*** Data segment Section Begins ***

PR #68, opened 2025-06-05
Reload defunct runners

p1-0tr:
In case a runner becomes defunct, e.g. as a result of a backend crash it would be neat to be able to reload it. So, if the loader finds runner, have it check if the runner is still alive, and create a new one if the runner is defunct.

*** Data segment Section Ends ***

**What is being asked**
Each line from the one containing "Reload defunct runners" to the last line of the material above should be reproduced word for word, with nothing added.

**Result of the exercise**
Reload defunct runners

p1-0tr:
In case a runner becomes defunct, e.g. as a result of a backend crash it would be neat to be able to reload it. So, if the loader finds runner, have it check if the runner is still alive, and create a new one if the runner is defunct.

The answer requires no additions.